Understand Your Query Patterns

1
2
3
4
5
-- For read-only queries, regular SELECT is sufficient
SELECT COUNT(*) FROM employees WHERE department = 'Engineering';

-- For queries that need to prevent concurrent inserts
SELECT * FROM employees WHERE department = 'Engineering' FOR UPDATE;

Monitor Lock Contention

For MySQL 8.0+:

1
2
3
4
5
6
7
8
9
10
11
12
13
14
15
16
17
18
19
20
21
22
23
24
25
26
-- Check current locks
SELECT * FROM performance_schema.data_locks;

-- Check lock waits
SELECT * FROM performance_schema.data_lock_waits;

-- More detailed lock information
SELECT
dl.OBJECT_SCHEMA,
dl.OBJECT_NAME,
dl.LOCK_TYPE,
dl.LOCK_MODE,
dl.LOCK_STATUS,
dl.LOCK_DATA
FROM performance_schema.data_locks dl;

-- Check which transactions are waiting
SELECT
dlw.REQUESTING_ENGINE_TRANSACTION_ID as waiting_trx,
dlw.BLOCKING_ENGINE_TRANSACTION_ID as blocking_trx,
dl.LOCK_MODE as waiting_lock_mode,
dl.LOCK_TYPE as waiting_lock_type,
dl.OBJECT_NAME as table_name
FROM performance_schema.data_lock_waits dlw
JOIN performance_schema.data_locks dl
ON dlw.REQUESTING_ENGINE_LOCK_ID = dl.ENGINE_LOCK_ID;

For MySQL 5.7 and earlier:

1
2
3
4
5
-- Check current locks (deprecated in 8.0)
SELECT * FROM INFORMATION_SCHEMA.INNODB_LOCKS;

-- Check lock waits (deprecated in 8.0)
SELECT * FROM INFORMATION_SCHEMA.INNODB_LOCK_WAITS;

Performance Considerations

Advantages

  • Prevents phantom reads without full table locking
  • MVCC provides excellent read performance
  • Better concurrency than Serializable isolation

Trade-offs

  • Gap locks can increase lock contention
  • More complex lock management overhead
  • Potential for deadlocks in high-concurrency scenarios

Conclusion

MySQL InnoDB’s approach to preventing phantom reads is highly effective, combining:

  • MVCC snapshots for regular SELECT operations
  • Next-key locking for locking reads and modifications
  • Gap locking to prevent insertions in critical ranges

This makes MySQL’s REPEATABLE READ isolation level more restrictive than the SQL standard, effectively preventing most phantom read scenarios while maintaining good performance characteristics. However, understanding the limitations and edge cases is crucial for designing robust database applications.

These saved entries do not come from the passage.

PR #2248, opened 2023-03-23
server/asset: trade address validation consistency

chappjc:
The trade address provided with an order is checked for validity, but it also must be checked that it is the proper type for inclusion in a swap contract.  This renames `server.asset.CheckAddress` to `CheckSwapAddress`, and updates it with the same type checks used client-side in `dex/networks/{dcr,btc}.MakeContract` as well as in `ExtractSwapDetails`.


chappjc:
image

image

JoeGruffins (approved):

Testing Your Understanding

Try these scenarios in your own MySQL environment:

  1. Test MVCC behavior: Use two sessions with regular SELECT statements
  2. Test gap locking: Use SELECT FOR UPDATE with range queries
  3. Test limitations: Try queries on non-indexed columns
  4. Observe lock contention: Monitor INFORMATION_SCHEMA.INNODB_LOCKS during concurrent operations

Understanding these mechanisms will help you design more robust database applications and troubleshoot concurrency issues effectively.